You could read str1 from your input file directly.

- Biswajit
:-)
Biswajit Tripathy
Honored Contributor

Re: regular expressions sed and awk

Or make it a little more compact :

str1='Hi, "Lefty" Brad (and company)'
echo $(echo $str1 | sed "s/[$(echo $str1 | sed 's/[A-Za-z0-9 ]//g')]//g")

- Biswajit
:-)
Fred Martin_1
Valued Contributor

Re: regular expressions sed and awk

Nicely done with 'tr' - I was unaware of those switches so I hadn't considered using it.

However, the command appears to also remove the carriage return at the end of the string.

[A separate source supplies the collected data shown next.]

PR #395, opened 2021-09-14
RepositoryIterator: Add note about determinism

Josniii:
See https://github.com/shopware/platform/pull/2070

Since this issue seems to have shown up in the core codebase, I figured it would be good to have a note in the documentation on the importance of having deterministic sorting when using the RepositoryIterator. Otherwise developers risk using the abstraction with a bad sorting which results in unwanted behaviour.

If the issue I'm trying to describe is unclear or you'd like the wording changed please let me know.

### DIFF
--- a/guides/plugins/plugins/framework/data-handling/reading-data.md
+++ b/guides/plugins/plugins/framework/data-handling/reading-data.md
@@ -364,6 +364,21 @@ public function readData(Context $context): void
 
 In this example, you'd get a batch of 500 products with each iteration of the `while` loop. This way, `$result` will not cause a "memory exhausted" error and you can handle huge amounts of data this way.
 
+One small caveat to be aware of: When using the `RepositoryIterator`, make sure that the `Criteria` uses a sorting which is deterministic. 
+
+Put differently, you must ensure that your sorting means that there's only one correct way to order your results, otherwise different batches might decide to sort the entities differently in the database. That would mean you risk getting the same entity in several batches (and having entities that won't be iterated at all).
+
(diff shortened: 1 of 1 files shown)


JoshuaBehrens:
This is an important hint. I think you have this already on definitions that have an autoIncrement column, right?

Josniii:
I'm not sure I understand what you're asking, but ideally you'd always specify a sort order when using something like this where the underlying query behind the abstraction ends up doing OFFSET/LIMIT , because technically you can't rely on MySQL always giving results in the same order if no ORDER BY clause is specified (or the ORDER BY clause is ambiguous), like the Manufacturer Number example i put in the PR. 

Normally with InnoDB tables you'd get things ordered by primary key if no sorting was specified, but depending on indexes used for fetching etc. you may get different results depending on what MySQL decides is optimal. So while in 99% of cases you won't see any issues, ideally you'd probably always have a good sorting clause in the criteria used for batch loading.

Auto-increment columns are good for resolving this ambiguity because they're usually unique and indexed, and so sorting on them is deterministic and relatively fast. As is the ID for the same reasons, which is why I used the ID for this example. If that's what you're asking.

JoshuaBehrens:
@Josniii I am totally on your side. Basically your text should be the hint in the docs :D . Sorry in my head I was here `\Shopware\Core\Framework\DataAbstractionLayer\Dbal\Common\IteratorFactory::createIterator`
https://github.com/shopware/platform/blob/d6c853ca3b6b167d61d70e6329f4fcface5c5245/src/Core/Framework/DataAbstractionLayer/Dbal/Common/IteratorFactory.php#L27-L37

and thought I was in the RepositoryIterataor. But I was not. So my thought: "hey, you might not need this as it automatically falls back to autoIncrement" was based on the other iterator 😊 sorry

PaddyS:
Hey @Josniii, I totally love it! Thank you very much!

PR #396, opened 2021-09-17
Update dependency-injection.md

HashtagAssist:
Constructors in object-oriented languages do not have return types.
https://bugs.php.net/bug.php?id=75263

And there is a wrong path specified in "guides/plugins/plugins/storefront/add-custom-controller.md"


shyim:
Thanks!

PR #408, opened 2021-09-29
SWAG-181738 - Clarify rule variable visibility

marcelbrode:
Got already 3 customers in support tickets, who made the variable private instead of protected, so I decided to update the docs according to that :smile:


PaddyS:
Thanks a lot! 🎉

PR #411, opened 2021-10-08
Escape JSON to ensure correct HTML parsing

JoshuaBehrens:
When you use the code you will eventually end up with wrong HTML :( When you pass in null it will also end up bad in the option merging later on. Why shall it be null? It can be because you propagate to allow others to change that value. Makes the code a bit more bullet proof


JoshuaBehrens:
Thank you for merging :)

PR #447, opened 2021-12-03
Remove the exact PHP Version from the response for more security

Donderda:
Remove the exact PHP Version from the response for more security


Christian-Rades:
Hi @Donderda, thanks for Contributing!

PR #452, opened 2021-12-10
Fix for misspell of "their"

sylphlv:
I think it was supposed to be "their" instead of "there". 
"Identified by there URL" doesn't make sense to me.


elkmod:
Thanks for your contribution @sylphlv 💙

PR #453, opened 2021-12-13
Varnish config: Administration not compatible

Josniii:
The sample Varnish config doesn't handle PATCH requests which causes issues when the administration passes requests through Varnish.

This PR adds this.


elkmod:
Thanks for your contribution @Josniii

PR #462, opened 2022-01-04
Add a guide for creating own twig functions

Tschucki:
During the theme development for a shop, I often got to the point where I wished there was a Twig Function for it.

For example:
Check if a product is within a given category.
Find all available variants for a product
Flatten category tree
Find sibling categories
Find out how many products are in a category
etc.

Unfortunately I couldn't find anything about this in the documentation.

That's why I think the guide should be included in the documentation.

The attached commit contains that guide. (kinda)

### DIFF
--- a/guides/plugins/plugins/storefront/add-custom-twig-function.md
+++ b/guides/plugins/plugins/storefront/add-custom-twig-function.md
@@ -1,0 +1,84 @@
+# Add custom Twig Functions
+
+## Overview
+
+Imagine you want to call a PHP script from the Twig template during the theme development to retrieve data from the database or to check whether a category is within the current path. For these cases we can create our own twig functions.
+
+In our example we will pass a category ID to the Twig Function and return the category object.
+
+## Prerequisites
+
+In order to create your own Twig Function for your plugin, you first need a plugin as base. Therefore, you can refer to the [Plugin Base Guide](../plugin-base-guide.md).
+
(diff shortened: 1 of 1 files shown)


ssltg:
Hi @Tschucki ,
thank you for your contribution. Your documentation is well written 👍 
Two things:
1. The documentation should also include an example how the new function is used in a template (it is obvious, but better have it, than someone has to ask)
2. More serious: The chosen example is not the best to provide. Of course one can do such a twig function, but it is not recommended to add DAL Calls inside twig functions because of performance and cache reliability. Can you change the example to something that works on the provided Page data in a template?

If you currently use twig functions to get more data you are missing, you should follow this guide instead: https://developer.shopware.com/docs/guides/plugins/plugins/storefront/add-data-to-storefront-page

regards,
Stefan

ssltg (commented):
...

ssltg (changes requested):
See comment https://github.com/shopware/docs/pull/462#issuecomment-1005718519

elkmod:
@Tschucki - could you please provide a different example, which does adhere to the "guidelines" @ssltg mentioned above? E.g. a "hash" method, which returns hashed string of a certain input string?

elkmod:
We're closing this PR for inactivity. It remained open, because it doesn't adhere to our guidelines yet. Feel free to reopen, once those issues are resolved.

PR #463, opened 2022-01-07
added parent_id field for reference

SKolev1989:
adjusted migration for parent_id field needed by ParentFkField;
adjusted default values for $parent and $children -> if you don't set them default to null, you get an error:
"$parent must not be accessed before initialization"


shyim (approved):
lgtm

PR #467, opened 2022-01-13
Update reverse-http-cache.md to be better linkable

tdgroot:
Also add documentation about disabling the verification headers


shyim:
Thanks

PR #469, opened 2022-01-17
Moved one section to not be indented

Kudze:
In webpage is hard to scan when this paragraph, looks like it belongs to update section, but in reality it does not.


Kudze:
Intended result is this:
image

elkmod:
Thanks for your contribution @Kudze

How can that be prevented?
fmartin@applicatorssales.com
H.Merijn Brand (procura
Honored Contributor

Re: regular expressions sed and awk

Easy, add it to the list of characters to keep:

lt09:/home/merijn 122 > cat xx.txt
Hill, "Lefty" Brad (and company)
lt09:/home/merijn 123 > tr -c -d '[A-Za-z0-9 ]' < xx.txt
Hill Lefty Brad and companylt09:/home/merijn 124 > tr -c -d '[A-Za-z0-9 \n]' < xx.txt
Hill Lefty Brad and company
lt09:/home/merijn 125 >

Is perl an option too?

lt09:/home/merijn 126 > perl -ple's/[^\w ]+//g' < xx.txt
Hill Lefty Brad and company
lt09:/home/merijn 127 >

Enjoy, Have FUN! H.Merijn
Enjoy, Have FUN! H.Merijn
Fred Martin_1
Valued Contributor

Re: regular expressions sed and awk

Ahh, the \n thing did the trick. Many thanks.
fmartin@applicatorssales.com